The major averages opened steady and the early gains were extended in a relatively slow news day Wednesday. With no economic data or important earnings to guide the morning action, the focus was on Capitol Hill -- where the Financial Crisis Inquiry Committee grilled top executives of the major banks about their role in the credit market debacle of 2008. The questions and answers held no major surprises.
Consequently, many of the financials -- including Dow components BofA (BAC) and JP Morgan (JPM) -- battled back from early weakness and are holding modest gains late in the session. The Dow is up 53 points and not far from session highs. Some of the tech names are battling back from two days of weakness as well and, after falling 30 points Tuesday, the tech-heavy NASDAQ is up 25 points.
With forty-five minutes left to trade, the CBOE Volatility Index (.VIX) is down .32 to 17.93 and off session lows - 17.56 - ahead of retail sales and weekly jobless claims Thursday. Trading in the options market is very busy heading into the expiration later this week, with about 5.7 million puts and 7.3 million calls traded so far (a ratio of .77, compared to a 22-day average of .64.)

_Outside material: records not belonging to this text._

PR #7309, opened 2023-11-16
Run upgrade of API reviews to update package version in cosmos DB

praveenkuttappan:
Run upgrade of API reviews to update package version in cosmos DB

### DIFF
--- a/src/dotnet/APIView/APIViewWeb/Managers/ReviewManager.cs
+++ b/src/dotnet/APIView/APIViewWeb/Managers/ReviewManager.cs
@@ -352,7 +352,7 @@ namespace APIViewWeb.Managers
             {
                 if (updateDisabledLanguages.Contains(language))
                 {
-                    _telemetryClient.TrackTrace("Background task to update API review at startup is disabled for langauge " + language);
+                    _telemetryClient.TrackTrace("Background task to update API review at startup is disabled for language " + language);
                     continue;
                 }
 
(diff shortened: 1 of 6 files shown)


src/java/apiview-java-processor/pom.xml
```diff
@@ -6,7 +6,7 @@
 
   <groupId>com.azure</groupId>
   <artifactId>apiview-java-processor</artifactId>
-  <version>1.29.0</version>
+  <version>1.29.1</version>
```
maririos, line 9: If this follows our version strategy, I believe this should be `1.30.0` as `x.x.1` suggest there was a bug fix and I don't see anything in this PR that suggest that.

src/dotnet/APIView/APIViewWeb/Managers/ReviewManager.cs
```diff
@@ -352,23 +352,23 @@ public async Task UpdateReviewBackground(HashSet<string> updateDisabledLanguages
...
+                // If review is updated using Azure DevOps pipeline then batch process update review requests
                 if (languageService.IsReviewGenByPipeline)
                 {
                     await UpdateReviewsUsingPipeline(language, languageService, backgroundBatchProcessCount);
                 }
                 else
                 {
                     var reviews = await _reviewsRepository.GetReviewsAsync(false, language, fetchAllPages: true);
-                    foreach (var review in reviews.Where(r => IsUpdateAvailable(r)))
+                    foreach (var review in reviews.Where(r => IsUpdateAvailable(r) || r.Revisions.Any(rev => string.IsNullOrEmpty(rev.SingleFile?.PackageVersion))))
```
maririos, line 371: we want to update the review if we got the package version, right?

praveenkuttappan: This check is to find the eligible reviews to rebuild. We will rebuild review data if either parser version is different or if package version is missing in review metadata.

src/java/apiview-java-processor/pom.xml
praveenkuttappan: Done.

maririos (approved):

PR #7310, opened 2023-11-16
Force capitalize all deployment/env outputs in live test

benbp:


eng/common/TestResources/New-TestResources.ps1
```diff
@@ -290,7 +290,14 @@ function BuildDeploymentOutputs([string]$serviceName, [object]$azContext, [objec
         }
     }
 
-    return $deploymentOutputs
+    # Force capitalize all keys to avoid azure pipelines confusion with
```
heaths, line 293: Nit:
```suggestion
    # Force capitalization of all keys to avoid Azure Pipelines confusion with
```

Or something like that.

heaths (approved):

PR #7322, opened 2023-11-19
Create new pipeline to create package work item

praveenkuttappan:
Create a new pipeline to create package work item and this can be consumed by power apps to create a package work item from release planner.


eng/common/scripts/Helpers/DevOps-WorkItem-Helpers.ps1
```diff
@@ -348,18 +349,29 @@ function CreateWorkItem($title, $type, $iteration, $area, $fields, $assignedTo,
...
-    Invoke-AzBoardsCmd "work-item relation add" $parameters $outputCommand | Out-Null
+  if ($parentId)
+  {
+    CreateWorkItemRelation $workItem.id $parentId "parent" outputCommand
+  }
+  
+  # Add a work item as related if given.
+  if ($relatedId)
+  {
+    CreateWorkItemRelation $$workItem.id $relatedId "Related" outputCommand
```
weshaggard, line 360:
```suggestion
    CreateWorkItemRelation $workItem.id $relatedId "Related" $outputCommand
```

eng/common/scripts/Helpers/DevOps-WorkItem-Helpers.ps1
```diff
@@ -348,18 +349,29 @@ function CreateWorkItem($title, $type, $iteration, $area, $fields, $assignedTo,
...
-  if ($parentId) {
-    $parameters = $ReleaseDevOpsCommonParameters
-    $parameters += "--id", $workItem.id
-    $parameters += "--relation-type", "parent"
-    $parameters += "--target-id", $parentId
-
-    Invoke-AzBoardsCmd "work-item relation add" $parameters $outputCommand | Out-Null
+  if ($parentId)
+  {
+    CreateWorkItemRelation $workItem.id $parentId "parent" outputCommand
```
weshaggard, line 354:
```suggestion
    CreateWorkItemRelation $workItem.id $parentId "parent" $outputCommand
```

eng/common/scripts/Helpers/DevOps-WorkItem-Helpers.ps1
```diff
@@ -348,18 +349,29 @@ function CreateWorkItem($title, $type, $iteration, $area, $fields, $assignedTo,
...
   $workItem = Invoke-AzBoardsCmd "work-item create" $parameters $outputCommand
 
-  if ($parentId) {
-    $parameters = $ReleaseDevOpsCommonParameters
-    $parameters += "--id", $workItem.id
-    $parameters += "--relation-type", "parent"
-    $parameters += "--target-id", $parentId
-
-    Invoke-AzBoardsCmd "work-item relation add" $parameters $outputCommand | Out-Null
+  if ($parentId)
```
weshaggard, line 352: Should these 2 be mutually exclusive?

eng/pipelines/devops-create-package-workitem.yml
```diff
@@ -0,0 +1,68 @@
...
+steps:
+- checkout: self
+
+- task: PowerShell@2
+  displayName: Create Package Work Item
+  inputs:
+    pwsh: true
+    filePath: $(AzureSDKToolsScriptsPath)/Update-DevOps-Release-WorkItem
+    arguments: >
+      -language '$(Language)'
```
weshaggard, line 60: Don't you need to access these via `{ parameters.Language }}`

praveenkuttappan: You are right. I think I used variable way of accessing them. thanks

eng/common/scripts/Helpers/DevOps-WorkItem-Helpers.ps1
praveenkuttappan: Package work item will have product work item as `parent` and release plan work item as `related`

eng/common/scripts/Update-DevOps-Release-WorkItem.ps1
```diff
@@ -69,8 +71,12 @@ $plannedVersions = @(
     Date = $plannedDate
   }
 )
+$ignoreReleasePlannerTests = $true
+if ($tag -eq "Release Planner App Test") {
```
maririos, line 75: tag could contain multiple values. would it be better to do contains instead of eq?

praveenkuttappan: When calling from release planner app test, I believe it will only be one tag that's why I checked for eq.

eng/common/scripts/Helpers/DevOps-WorkItem-Helpers.ps1
```diff
@@ -154,6 +154,9 @@ function FindParentWorkItem($serviceName, $packageDisplayName, $outputCommand =
   else {
     $serviceCondition = "[ServiceName] <> ''"
   }
+  if ($tag) {
```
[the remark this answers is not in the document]
praveenkuttappan: There are EPIC work items created from release planner test apps. Another EPIC work item exists without release planner app test tag when created from product env or by prepare release script. We don't want to link package item from Test instance to parent work item from production. So checking to ensure correct parent is selected who has `Release Planner  App Test` tag.

eng/common/scripts/Update-DevOps-Release-WorkItem.ps1
praveenkuttappan: Updated to use `Contains'

maririos: For nwo that is true. I guess if it ever changes we will just have to update it here too

eng/common/scripts/Helpers/DevOps-WorkItem-Helpers.ps1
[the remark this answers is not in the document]
maririos: I'm still confused :( isn't that the purpose of `ignoreReleasePlannerTests` ?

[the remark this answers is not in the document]
praveenkuttappan: IgnoreReleasePlannerTest is to either ignore or include work items with release planner test. But there is no way to use that flag to ensure we lookup parent with release planner test tag only. It's possible to find a parent created in production environment and attach the test package item even though it's triggered from test instance unless we explicitly search for a work item with same tag at parent level also.

maririos (approved):

eng/common/scripts/Helpers/DevOps-WorkItem-Helpers.ps1
```diff
@@ -341,25 +348,48 @@ function CreateWorkItem($title, $type, $iteration, $area, $fields, $assignedTo,
   if ($assignedTo) {
     $parameters += "--assigned-to", "`"${assignedTo}`""
   }
+  if ($tag)
+  {
+    If ($fields)
```
weshaggard, line 353:
```suggestion
    if ($fields)
```

eng/common/scripts/Helpers/DevOps-WorkItem-Helpers.ps1
```diff
@@ -185,10 +188,10 @@ function FindParentWorkItem($serviceName, $packageDisplayName, $outputCommand =
 $packageWorkItems = @{}
 $packageWorkItemWithoutKeyFields = @{}
 
-function FindLatestPackageWorkItem($lang, $packageName, $outputCommand = $true, $ignoreReleasePlannerTests = $true)
+function FindLatestPackageWorkItem($lang, $packageName, $outputCommand = $true, $ignoreReleasePlannerTests = $true, $tag = $null)
 {
   # Cache all the versions of this package and language work items
-  $null = FindPackageWorkItem $lang $packageName -includeClosed $true -outputCommand $outputCommand -ignoreReleasePlannerTests $ignoreReleasePlannerTests
+  $null = FindPackageWorkItem $lang $packageName -includeClosed $true -outputCommand $outputCommand -ignoreReleasePlannerTests $ignoreReleasePlannerTests -tag $tag
```
weshaggard, line 194: Why are you passing ignoreReleasePlannerTests twice? I'm still not a big fan of this flag.

praveenkuttappan: I didn't understand the comment about duplicate flag. ignoreReleasePlannerTests is passed to either ignore or consider the work item created by release planner test instances along with work items created by production systems (work items without release planner app test). Tag param is passed only when we need to fetch a work item with a given tag, so it won't consider a work item created by production system. Otherwise, we might end up linking a package work item from test incorrectly under a product work item created from production.

weshaggard: Nevermind, I missed read this I thought you passed `$ignoreReleasePlannerTests` twice but one is just the parameter name `-ignoreReleasePlannerTests`

eng/common/scripts/Create-Package-WorkItem.ps1
```diff
@@ -0,0 +1,47 @@
+
```
weshaggard, line 1: What is this script doing for us? It looks like it is pretty much just calling the other script

praveenkuttappan: I have removed this script now. It was added to try out az devops login, but it's not required anymore.

weshaggard (approved):

PR #7334, opened 2023-11-23
Fix typo

antkmsft:


weshaggard:
I don't mind taking the fixes but I believe these scripts will end up being removed as we move to tsp-client tool. @raych1 is going to start driving that transition.

konrad-jamrozik (approved):

raych1 (approved):

PR #7338, opened 2023-11-27
APIView - Update package name format for C

praveenkuttappan:
Update Package name to use `-` instead of `::` as scope separator.


src/dotnet/APIView/APIViewWeb/Languages/CLanguageService.cs
```diff
@@ -16,7 +16,7 @@ namespace APIViewWeb
 {
     public class CLanguageService : LanguageService
     {
-        private const string CurrentVersion = "4";
+        private const string CurrentVersion = "5";
```
maririos, line 19: is this the version of the parser? is it consumed anywhere?

maririos (approved):

PR #7346, opened 2023-11-28
Update Test-SampleMetadata.ps1 add azure-ai-contentsafety

zhaiyutong:


eng/common/scripts/Test-SampleMetadata.ps1
```diff
@@ -104,6 +104,7 @@ begin {
         "azure-active-directory-b2c",
         "azure-active-directory-domain",
         "azure-advisor",
+        "azure-ai-contentsafety",
```
weshaggard, line 107: I don't see this one in https://review.learn.microsoft.com/en-us/help/platform/metadata-taxonomies?branch=main#product so I don't expect the docs system to understand it yet.

zhaiyutong: We have name azure-ai-content-safety
But is should be updated to azure-ai-contentsafety
@catalinaperalta

weshaggard (approved):

PR #7371, opened 2023-11-30
[Pylint] Update contribution guideline

l0lawrence:


konrad-jamrozik (approved):

scbedd (changes requested):
This is your area for sure, but I don't think we should check in empty sections. Probably better to just not have the content rather than draw attention to the fact that it's missing😂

Merck (MRK) hit a new 52-week high and is up $1.51 to $39.06, the best gainer in the Dow Jones Industrial Average, after Credit Suisse upgraded MRK to Outperform from Neutral. They also raised their price target on the stock to $47 from $35, saying that the product story will bring upside, with better visibility over the next 6 to 24 months. Shares are up 4 percent and 41K calls traded. Jan 39 and 40s are the most actives, with two-sided (buying and selling) seen ahead of this week's expiration. Feb 39, Jan12 40, Apr 40, Jan11 40, and Jan 36 calls are seeing interest as well. IV in MRK is down 2 percent to 22.6 percent and probing recent 52-week lows.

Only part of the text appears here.